In other words at the begin I want that both df1 dataframes point to the same memory location, so if I “query” processed.df1 or input.df1 I will get the same result. But at some point I will change the value only at processed.df1 to point to a new memory location with a new DataFrame.
This request is because I need to get the initial data (dataset.input) “clean” to let the program to perform various run and every run will modify only the dataset.processed without perform a copy() or a deepcopy() to keep the RAM footprint as small as possible.
julia> dataset.input.df1 = dataset.processed.df1 = DataFrame("w"=>2);
julia> pointer_from_objref(dataset.input.df1)
Ptr{Nothing} @0x0000025ca5350c50
julia> pointer_from_objref(dataset.processed.df1) # same memory location
Ptr{Nothing} @0x0000025ca5350c50
julia> dataset.processed.df1 = DataFrame("r"=>2); # (or even DataFrame("w"=>2) )

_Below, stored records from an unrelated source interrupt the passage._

PR #887, opened 2016-02-09
allow deploy to specify port index for healthchecks and LB api

### LINKED ISSUE #886: Support load balancing and healthchecks on other ports
Singularity currently uses the first allocated port for healthchecks and load balancing, but sometimes greater flexibility is needed.

ssalinas:
On the deploy you can specify `loadBalancerPortIndex` or `healthcheckPortIndex` (e.g. `0` for first allocated port, `1` for second allocated port). Defaults to 0 if not specified

/fixes #886

### DIFF
--- a/SingularityBase/src/main/java/com/hubspot/singularity/SingularityDeploy.java
+++ b/SingularityBase/src/main/java/com/hubspot/singularity/SingularityDeploy.java
@@ -46,6 +46,7 @@ public class SingularityDeploy {
   private final Optional<String> healthcheckUri;
   private final Optional<Long> healthcheckIntervalSeconds;
   private final Optional<Long> healthcheckTimeoutSeconds;
+  private final Optional<Integer> healthcheckPortIndex;
   private final Optional<Boolean> skipHealthchecksOnDeploy;
   private final Optional<HealthcheckProtocol> healthcheckProtocol;
 
@@ -58,6 +59,7 @@ public class SingularityDeploy {
 
   private final Optional<String> serviceBasePath;
   private final Optional<Set<String>> loadBalancerGroups;
+  private final Optional<Integer> loadBalancerPortIndex;
   private final Optional<Map<String, Object>> loadBalancerOptions;
 
   public static SingularityDeployBuilder newBuilder(String requestId, String id) {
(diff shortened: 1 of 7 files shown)


SingularityBase/src/main/java/com/hubspot/singularity/SingularityDeploy.java
```diff
@@ -281,6 +289,11 @@ public String getId() {
     return healthcheckTimeoutSeconds;
   }
 
+  @ApiModelProperty(required=false, value="Perform healthcheck on this dynamically allocated port (e.g. 0 for first port)")
```
tpetr: should probably indicate that it defaults to the first port

SingularityService/src/main/java/com/hubspot/singularity/scheduler/SingularityHealthchecker.java
```diff
@@ -167,9 +169,9 @@ public void reEnqueueOrAbort(SingularityTask task) {
 
     final String hostname = task.getOffer().getHostname();
 
-    Optional<Long> firstPort = task.getFirstPort();
+    Optional<Long> healthecheckPort = task.getPortByIndex(task.getTaskRequest().getDeploy().getHealthcheckPortIndex().or(0));
```
tpetr: typo

SingularityBase/src/main/java/com/hubspot/singularity/SingularityTask.java
```diff
@@ -45,16 +47,13 @@ public TaskInfo getMesosTask() {
...
-  public Optional<Long> getFirstPort() {
-    for (Resource resource : mesosTask.getResourcesList()) {
-      if (resource.getName().equals(MesosUtils.PORTS)) {
-        for (Range range : resource.getRanges().getRangeList()) {
-          return Optional.of(range.getBegin());
-        }
-      }
+  public Optional<Long> getPortByIndex(int index) {
+    List<Long> ports = MesosUtils.getAllPorts(mesosTask.getResourcesList());
+    if (index >= ports.size()) {
```
tpetr: should check for `index < 0` too

tpetr:
Can you also add checks for these new fields to `SingularityValidator.checkDeploy()`?

tpetr:
Worth adding and/or updating tests to verify this works

tpetr:
(LGTM once all this is addressed)

ssalinas:
Added validator pieces, just need to add tests

tpetr:
LGTM, thanks

Issue #874, opened 2016-02-03
Tasks can fail repeatedly without entering cooldown if they fail too early in the launching process


stevenschlansker:
We run the standard Docker executor.  Unfortunately an administrator deleted one of the Docker images of an active task.
This caused Singularity to get in an endless loop restarting the task.
Apparently, if the active task fails abnormally before it begins, this does not count against the cooldown limit.  So it was left running overnight.

This filled up our ZooKepeer cluster with tens of thousands of tasks, which caused the ZK cluster to go south.

* Any task failure should count towards cooldown
* There should be some hard limit of how many tasks are kept in history, even if they haven't expired.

julia> pointer_from_objref(dataset.input.df1) # has not changed
Ptr{Nothing} @0x0000025ca5350c50
julia> pointer_from_objref(dataset.processed.df1) # different
Ptr{Nothing} @0x0000025ca5351b50
I’m not sure I fully understand, but presumably you’d only need a single copy to create dataset.processed.df1 from dataset.input.df1, after which you can just keep modifying dataset.processed.df1 inplace? I don’t see how you could get a smaller memory footprint while keeping the df1s separate.